Open-access LEVANTE infrastructure

The key goals regarding LEVANTE infrastructure are twofold: 1) the development of the open-access shared assessment measures to be used, and 2) the LEVANTE Data Repository (LDR), an open-access data repository that will include not only data but much more, from analysis pipelines to resources for ethical approvals. The key goals are detailed below:

Goal 1: Measures

Create and disseminate an open-source, permissively-licensed set of developmental measures appropriate for the assessment of learning variability in children ages 2-12, including direct child assessment  and child and primary caregiver-report measures with good psychometric properties and evidence for measurement validity, internationalized across multiple  languages. 

  1. Curate, implement, and internationalize measures in an openly accessible web platform that is accessible to families and assessors through both tablets and web browsers.
  2. Estimate psychometric properties of tasks across populations via pilot testing, with a focus on identifying a core set of measures that show good psychometric properties, allowing comparisons across cultures and ages.

Goal 2: Data sharing

Create the architecture for disseminating a large, well-curated, open dataset of longitudinal data from children ages 2-12 using these measures to characterize developmental variability within individuals, within groups, and across contexts. 

  1. Establish repository architecture and governance documents, including a framework for ethical approval, privacy, and data sharing that allows for wide reuse of the resulting dataset.
  2. Create import pipelines to ingest and validate data to the repository so that data flow directly from the measurement platform to an open repository where they can be accessed and reused.

Description

Data collection using ROAD

Partner sites (i.e. Labs) will design and manage studies by selecting tasks in the Rapid Online Assessment Dashboard (ROAD) experiment platform. Individual ROAD-hosted tasks will be implemented in jsPsych, a standard browser-based experiment design package. This framework allows the flexible design of internationalized tasks that run in both a browser and a tablet format. 

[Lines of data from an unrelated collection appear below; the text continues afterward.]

PR #1, opened 2020-11-30
Import of keg recipes

jgleissner:
Import of everything I've produced so far. I haven't bothered with OCI profiles at this point, but otherwise the recipes should cover all SLES 15 SP2 images. I haven't verified yet if the generated image descriptions completely match the existing ones in content.

Obviously this is work in progress but should hopefully be useful for discussion. I've included a README that explains the basics, this should be replaced by proper documentation in the future. I've also included a simple python script `keg-tester`, which can be used to produce kiwi files from the recipes. This should be removed once we have the actual keg tool, of course, but for now it's useful for testing. Example usage (in project root): ./keg-tester sles/ondemand/15-sp2


data/base/jeos/sle15/packages.yaml
```diff
@@ -0,0 +1,46 @@
...
+      - audit
+      - bc
+      - blog
+      - cifs-utils
+      - dosfstools
+      - dracut
+      - glibc-locale
+      - grub2
+      - name: grub2-x86_64-efi
+        arch: x86_64
```
schaefi, line 14: Is this by convention ? I wondered why e.g grub2 is just a list member when grub2-x86_64-efi is a list member that is a hash. I guess this is done to allow other attributes like arch: right ?

data/base/sles/sle15/config.yaml
```diff
@@ -0,0 +1,34 @@
+config:
+  SLES:
+    sysconfig:
```
schaefi, line 3: This information will be used to create config.sh correct ? As config.sh is a custom script that can contain anything do we have an idea how raw scripting should be represented in yaml. I'm asking this because raw data in yaml and also json has some pitfalls e.g on line breaks

So how would we represent this script part as example:

```
pushd /etc/products.d
ln -sf SLES_SAP.prod baseproduct
popd
```

data/csp/ec2/ondemand/sle15/packages.yaml
```diff
@@ -0,0 +1,6 @@
+packages:
+  image:
+    EC2 ondemand:
```
schaefi, line 3: do we want to allow spaces in hash keys ?

keg-tester
```diff
@@ -0,0 +1,82 @@
+#!/usr/bin/python3
+
```
schaefi, line 2: I assume this part will go into the keg repo and into a "real" implementation ?

schaefi (approved):
Overall looks good :+1: quite some effort, wow

This is all work in progress so I looked at it and responded whenever I thought this might be an issue later or when I had a question

One part I think should be changed is that the complete set of information including the templates should be stored under a directory/namespace that indicates that this targets public cloud providers. e.g

```
pubcloud/schemas/...
pubcloud/images/...
pubcloud/data/...
```

Thanks

data/csp/ec2/ondemand/sle15/packages.yaml
rjschwei: I think not. If the snippet lives in a tree that is already labeled with `ec2` do we need the code to call this out again as in `ec2-on-demand` or would `on-demand` be sufficient? For example for the profile things are not labeled as `azure-profile` or `ec2-profile`.

data/products/sap/sle15/packages.yaml
```diff
@@ -0,0 +1,47 @@
+packages:
+  bootstrap:
+    SAP:
+      - sle-ha-release
+      - sle-module-live-patching-release
+      - sle-module-sap-applications-release
```
rjschwei, line 6: duplicates `data/products/sap/ondemand/sle15/packages.yaml`, I am not certain I understand the slicing between BYOS and on-demand in this respect.

rjschwei (changes requested):
It's a great start, also a lot to digest, I am not certain I caught everything and we have a couple of items that need additional clarification.

jgleissner:
> One part I think should be changed is that the complete set of information including the templates should be stored under a directory/namespace that indicates that this targets public cloud providers. e.g
> 
> ```
> pubcloud/schemas/...
> pubcloud/images/...
> pubcloud/data/...
> ```
I think if we only intend to host public cloud specific recipes in this repository then we wouldn't really need it. And some of the data could actually be used for other image types.

data/base/jeos/sle15/packages.yaml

The ROAD offers the Dashboard, a research management interface that will allow labs to customize the packaging of the LEVANTE core measure set into groups of assessments for distribution to participants, caregivers, and/or school personnel. These groups of assessments can be shared with families via links (e.g., a link to a set of parent questionnaires or to direct assessments for a child) or administered directly to a participant on a tablet or computer in an assessment center or classroom. Data from these tasks will be stored in the ROAD database (DB), a Google Cloud-hosted Firestore database. 

Diagram of data collection and storage in the LEVANTE Framework.

Privacy controls 

The ROAD interface will never receive identifiable or quasi-identifiable data from participants. The only demographic data used in the ROAD will be a rounded age value with insufficient precision for re-identifiability. A rounded age value is necessary to ensure proper test administration and scoring.

In order to obviate the transfer of private or otherwise sensitive information, labs will collect some quasi-identifiable information locally, including demographic data, data about the research site, and geographic data. Further, labs will also enter addresses into an independently-provided geographic data dashboard to receive geographic data (e.g., population density) from relevant GIS databases. 

These data will be merged into a single spreadsheet and processed through the MinBlur algorithm and all geographic features will be downsampled to the level of granularity appropriate for that location (e.g., first three digits of zip code in the US). This processing will be accomplished via a script that is run locally on the participating site’s own computing resources, with no access to these data at any time by the LEVANTE data coordinating center. This process will ensure that this dataset includes no quasi-identifiers at the level of k-identifiability (K=5) for the relevant population. 

This dataset – which, post-processing, will contain no identifiers or quasi-identifiers – will be uploaded directly to the data validation interface, rather than through the ROAD. 

Data transfer and validation

A suite of data processing pipelines will transfer task data into the LEVANTE Data Repository (LDR). These pipelines will be set up to extract data from ROAD and from any external task platforms, perform data validation and manipulation, and aggregate the data into the LDR. Data validation will include ensuring that each dataset adheres to the predetermined schema of variable names and data types, and excluding data points with missing or disallowed values. Additionally, this data transfer process will include both creating a LEVANTE Unique Identifier (LUID) for each participant and confirming that any other identifiers or identifiable information have been removed. 

LEVANTE Data Repository (LDR) and Data Access

The LEVANTE Data Repository will be set up using the Redivis data management platform. Access to LDR will be enabled using an Application Programming Interface (API), which will wrap the general Redivis API to allow fine-grained access controls to different datasets. Token authentication will be used to provide users with different levels of data access (see LEVANTE Data Repository: contribution and access for more details on this).